Satan began by questioning what God said and the truth of who He was. All the serpent needed to do was begin to shift the woman’s thinking about God, a little at a time. The serpent also knew that if Eve began rewriting what she knew to be true in her own mind without going back to the original Source, he could lead her wherever he wanted. He uses the same tactic when you’re watching someone else suffer. He knows that if he can keep you asking questions without ever directing them back to the Lord, you’ll loosen your grip on what’s true.
Midway through a baby shower I attended earlier this summer, the momma-to-be walked to my table with a coat hanger filled with clothespins. She got the attention of those sitting nearby and began explaining the rules of the game: the goal was for each one of us to take hold of all twenty-something clothespins that were clipped to the hanger, unclipping them one at a time using only one hand and without letting any pieces fall to the ground.

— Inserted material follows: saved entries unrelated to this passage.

PR #10716, opened 2024-09-19
chore(tracer): core additions

christophe-papazian:
Small core additions:

- `discard_item` to discard items
- remove `traverse` optional argument of `get_item` and split the method and function in two version, `get_item` and `get_local_item` for efficiency reasons.
- use modern type annotations
- set `_CURRENT_CONTEXT` directly (without using an ephemeral None value that breaks type checking)
- add asyncio test for all of that with concurrent threads

## Checklist

## Reviewer Checklist
- Title is accurate


tests/internal/test_context_events_api.py
```diff
@@ -437,3 +437,44 @@ def make_another_context():
...
+
+    witness = object()
+
+    async def get_set_isolated(value: str):
+        with core.context_with_data(value):
+            core.set_item("key", value)
+            with core.context_with_data(value):
+                v = f"in {value}"
+                core.set_item("key", v)
+                await asyncio.sleep(random.random())
```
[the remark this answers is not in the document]
christophe-papazian: We don't need cryptographic level random for tests on concurrency.

ddtrace/internal/core/__init__.py
```diff
@@ -124,10 +126,6 @@ def _on_jsonify_context_started_flask(ctx):
 from .event_hub import reset as reset_listeners  # noqa:F401
 
 
-if TYPE_CHECKING:
```
emmettbutler, line 127: This is important for avoiding circular imports. I don't see any non-annotation uses of `Span`, so I expect that keeping this conditional will not break any other parts of your change.

ddtrace/internal/core/__init__.py
```diff
@@ -168,15 +165,17 @@ class ExecutionContext:
     __slots__ = ["identifier", "_data", "_parents", "_span", "_token"]
 
     def __init__(self, identifier, parent=None, span=None, **kwargs):
-        _deprecate_span_kwarg(span)
+        if span is not None:
```
emmettbutler, line 168: This is redundant with `_deprecate_span_kwarg`'s internal logic

ddtrace/internal/core/__init__.py
```diff
@@ -225,42 +224,49 @@ def context_with_data(cls, identifier, parent=None, span=None, **kwargs):
...
-        current = self
         while current is not None:
             if data_key in current._data:
                 return current._data.get(data_key)
-            if not traverse:
-                break
             current = current.parent
         return default
 
+    def get_local_item(self, data_key: str, default: Optional[Any] = None) -> Any:
```
emmettbutler, line 235: This is a clearer API. Good thinking.

ddtrace/internal/core/__init__.py
```diff
@@ -276,56 +282,68 @@ def __getattr__(name):
...
-_CONTEXT_CLASS = ExecutionContext
-
-
 def context_with_data(identifier, parent=None, **kwargs):
     return _CONTEXT_CLASS.context_with_data(identifier, parent=(parent or _CURRENT_CONTEXT.get()), **kwargs)
 
 
-def get_item(data_key, span=None):
-    # type: (str, Optional[Span]) -> Optional[Any]
+def get_root() -> ExecutionContext:
```
emmettbutler, line 299: This duplicates the functionality of this module's `__getattr__` function.

emmettbutler (approved):

ddtrace/internal/core/__init__.py
christophe-papazian: Annotations are supposed to be always defined. You can't not import them. But typings module should never create circular dependencies.

ddtrace/internal/core/__init__.py
christophe-papazian: Except at start where global context is not defined yet. If you remove that line, it will break at start.

ddtrace/internal/core/__init__.py
christophe-papazian: Oh yes, you can access the root through core.root indeed.
Removed.

ddtrace/internal/core/__init__.py
christophe-papazian: Found a fix by reversing logic order in the deprecate function

gnufede (approved):

quinna-h (approved):

PR #10720, opened 2024-09-19
chore(crashtracking): add python version to crashtracker tags

sanchda:
During escalations it's currently difficult to find the exact Python version relevant for a defect.  This is a simple fix for that.

I'm recommending a backport because
1. The fix is simple
2. 2.11 and onward introduce crashtracker, and we're still dealing with crashes from those versions

## Checklist

## Reviewer Checklist
- Title is accurate


brettlangdon (approved):
lgtm

this will also include any beta suffixes as well, e.g. `3.13.0b3+` is that ok with the spec for runtime version? (I'd like to keep it if we can)

sanchda:
> this will also include any beta suffixes as well, e.g. `3.13.0b3+` is that ok with the spec for runtime version? (I'd like to keep it if we can)

My take is that higher-level processing pipelines can normalize an overly-verbose version name in a runtime-aware way if they need to, but that our responsibility at the data collection level is to provide a fully qualified version string, identifying as precisely as possible the origin of the runtime build.

In future PRs, I'll be doing things like hashing libpython.so and other runtime assets during a crash, so that during investigation we can immediately qualify whether we're looking at the same thing a given user was utilizing at time of crash.

In my ideal dream state, our backend systems will actually have a roster of CPython/libc assets available for crash- or query-time analysis.  But that's a dream.  Or a nightmare I guess depending :shrug:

Once the rules were explained and all questions answered, the women who were preparing to play took off their jewelry, set down their phones, and began stretching their fingers. As each one angled and her hands to unclip and grip as many clothespins as she could, the rest of us watched her progress and counted along.
With each passing round, there came an unspoken moment when everyone at the table knew that she had reached her limit. It didn’t matter how many clothespins a woman was holding at the time—she could have successfully grabbed six, twelve, or twenty-two clothespins—but if she showed signs of losing control, if her fingers started to shake, then we knew it was only a matter of seconds before all she was holding clattered to the table.
When it happened, those of us watching couldn’t help but laugh. The final pieces seemed to fall in slow motion, and the pictures were priceless—a little goofy, but representing a fun afternoon.
The Breaking Point
Have you noticed how we can often sense when a woman is reaching her limit in other areas of life? You’ve seen the friend or family member who already seems to be carrying more than anyone else you know. She’s been struggling over challenges in her marriage, or she’s been battling a chronic health issue for decades, or she’s been working a demanding job while juggling responsibilities as a single mom. Then she’s handed something else, another overwhelming and painful challenge, and you know instantly this could be her breaking point.
News clips capture these moments often. They call your attention to the woman standing in front of her home in the hours before a hurricane is predicted to hit her already poverty-stricken island. Before the new storm arrives, you feel the seeming injustice of her circumstances deep in your chest. It’s a thirty-second clip on your screen, but you suspect that if one more drop of rain falls on her roof, you’ll watch her whole world crumble. The thought is enough to surface questions: how could this happen on top of everything else she’s already experienced? Hasn’t this woman suffered enough?
When Sympathy Skews Your View of God
For the last decade, I’ve wanted to write to her: the woman overwhelmed by suffering, who feels herself crumbling under the weight of all that’s on her shoulders. But recently, I’ve been paying more and more attention to the woman watching from the other side of the television and the other side of the table. Her faith is also formed as she witnesses someone else’s suffering—her faith will either be forged by the reality of a sovereign and good God or be weakened one storm at a time.